Hey, our Micheal's is sold out already of most of the big buildings/table pieces and said they wouldn't be getting anymore for the season. Such a drag. Has this happened for you guys?


----------



## scavengerhaunt (Aug 7, 2007)

on the pirate peices it has but that is it. the prison is everywhere for us as are most other peices. the things i cant find are the lighted tombstones.


----------



## DeadEnd (Nov 10, 2006)

We'en12amEternal said:


> Agreed, the audio loops get old really quick. Usually only turn them on for guests, and at that one at a time.
> 
> *DeadEand*, I had to get the _Witche's R n' R_ too, such a unique piece. The kids want to get the vampire lair, and I'm thinkin' the prison is pretty cool.
> 
> Hey, our Micheal's is sold out already of most of the big buildings/table pieces and said they wouldn't be getting anymore for the season. Such a drag. Has this happened for you guys?
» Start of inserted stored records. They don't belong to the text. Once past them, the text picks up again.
PR #535, opened 2024-10-29
noninteractive-tradefed: improvement on network check

liuyq:
noninteractive-tradefed: improvement on network check

The improvements are using top variables, reporting dns failures
separately, and adding some more meaningful debug output,
as well as the output of ifconfig command. Move all the internet access
into a function named check_internet_access().

Suggested-by: Anders Roxell <anders.roxell@linaro.org>
Suggested-by: Benjamin Copeland <benjamin.copeland@linaro.org>

### DIFF
--- a/automated/android/noninteractive-tradefed/tradefed.sh
+++ b/automated/android/noninteractive-tradefed/tradefed.sh
@@ -24,6 +24,56 @@ AP_SSID=""
 # WIFI AP KEY
 AP_KEY=""
 
+check_internet_access() {
+    if [ -n "${AP_SSID}" ] && [ -n "${AP_KEY}" ]; then
+        # try to connect to wifi with the feature provided by tradefed by default
+        # when AP_SSID and AP_KEY are specified for this tradefed test action explicitly
+        TEST_PARAMS="${TEST_PARAMS} --wifi-ssid ${AP_SSID} --wifi-psk ${AP_KEY}"
+    else
+        # try to connect to wifi with the external AdbJoinWifi apk from
+        # https://github.com/steinwurf/adb-join-wifi
+        # if AP_SSID and AP_KEY are not specified for this tradefed test action
+        adb_join_wifi "${AP_SSID}" "${AP_KEY}"
+    fi
+
+    # wait for a while till the wifi connecting operation finished
+    sleep 60
+
+    SERVER="www.google.com"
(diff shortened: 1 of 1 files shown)


bhcopeland:
LGTM. Small request but "suggested-by" might be a good use here in commit message :) Thanks for the shout-out in the description.

liuyq:
hi, @bhcopeland 
please help check it again, if you could merge this, 
I will rebase https://github.com/Linaro/test-definitions/pull/534 based on this.

automated/android/noninteractive-tradefed/tradefed.sh
```diff
@@ -97,15 +97,36 @@ fi
...
-    adb shell ip address || true
-    adb shell ping -c 10 8.8.8.8 || true
-    # to be caught by the yaml file
+
+    # If ping to $DNS_TEST_SERVER succeeds, it's likely a DNS issue
+    if adb shell 'ping -c 10 '"${DNS_TEST_SERVER}"'; echo exitcode: $?' | grep -q "exitcode: 0"; then
+        report_pass "network-ping-dns-server"
+
+        # DNS-specific debug information
+        info_msg "DNS resolution issue suspected; gathering DNS configuration information..."
```
vishalbhoj, line 116: It is not clear what this message means here. If ping passes, why do we need to print such message ? and Should we print DNS details in case of failure case on DUT as well as on the host ?

liuyq: the ping at L112 is to ping 8.8.8.8, if it passed while the previous ping domain name(www.google.com) failed, then it should indicate some dns setting issue there. The host(and should be worker) dns setting might be different from the DUT side settings, and the host side should work as far as the tests run to here, but saying that, it should be harmless or helpful for debugging on such failed cases. If you have any suggestions on what host side commands to be run, please let me know.

roxell (approved):

bhcopeland (approved):

automated/android/noninteractive-tradefed/tradefed.sh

Our Michael's still has a really large amount of stock on all the Spooky Town items, of course, give 'em time...I'm sure as more people start heading out and checking out Halloween decorations and such, they'll eventually have nothing at all.


----------



## jbrimaco (Oct 6, 2003)

Wow,

that was fast to be out of merchandise before September. Perhaps they should order more! 
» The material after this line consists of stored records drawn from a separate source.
PR #540, opened 2024-12-03
automated: linux: xfstests: fix result output

roxell:
The result output doesn't drop '.notrun', '.out.bad' and '.full' from the test name so it looks like 'brtf-006.notrun skip' and the sed cmdline assumes that '.notrun' is at the end of the row, which it were before it got reformated.  When dropping the '$' from sed cmdline it works as expected.


TheodoreRTG (approved):
LGTM

PR #541, opened 2024-12-03
automated: linux: gpiod: parse-output: drop 'tests' prefix

roxell:
The output of the test name always starts with a '_' which is wrong. Removing that by remove the prefixed '{tests}_' the testname, and the 'tests' variable was assigned to an empty string. This resulted in that the testname started with a prefix '_'.


TheodoreRTG (approved):
LGTM

TheodoreRTG (approved):

PR #542, opened 2024-12-09
noninteractive-tradefed: disable ENABLE_XTS_DYNAMIC_DOWNLOADER by default

liuyq:
as suggested by google to avoid unexpected failures like the libcore java.lang.NoClassDefFoundError failures


roxell:
So if I understand correctly this will stop the tests from dynamically download new libraries?
Do we know which version that is the problematic one?

liuyq:
> So if I understand correctly this will stop the tests from dynamically download new libraries?

Yes, you are right, and that's what we want, and it have been confirmed with google.

> Do we know which version that is the problematic one?
Currently only Android15 and AOSP main are reported.

roxell (approved):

Halloween is the second most decorated holiday. It is number one around my haunt!


----------



## DeadEnd (Nov 10, 2006)

jbrimaco said:


> Wow,
> 
> that was fast to be out of merchandise before September. Perhaps they should order more!
> 
> Halloween is the second most decorated holiday. It is number one around my haunt!


That sounds like our house!  I'll never understand retailers who wait until the end of September to put out Halloween items and then have them off the shelves before the end of October to make way for Christmas items. Don't they realize the potential sales they are missing out on? Especially for us Halloween fanatics that shop year round?! LOL


----------



## Pumpkinprincess (Aug 8, 2007)

I was told at Michaels that if you sign up on their website they send mail coupons. I guess I must have signed up, because I get those 50% coupons every once in awhile.

I think they should have some type of switchboard or something that would allow the animated ones to play at random, like a shuffle. The soundtrack gets annoying, wish you could just play the music.


----------



## ironmaiden (Aug 5, 2003)

scavengerhaunt said:


> on the pirate peices it has but that is it. the prison is everywhere for us as are most other peices. the things i cant find are the lighted tombstones.


 I picked up the Lighted Tombstones at AC Moore for $8. Then get them outta the package and only one lights up, the other three are flickering weakly. I was getting pretty peeved, didnt feel like driving back to exchange them.

Hubby to the rescue, he tracked down the particular tombstone that was malfunctioning, took it apart and got them working again. 


Bless that man... 


BTW, they are nice now that they work


----------



## ironmaiden (Aug 5, 2003)

I have two items called Power Squids that handle five large transformer type plugs each. They are great for these types of plugs.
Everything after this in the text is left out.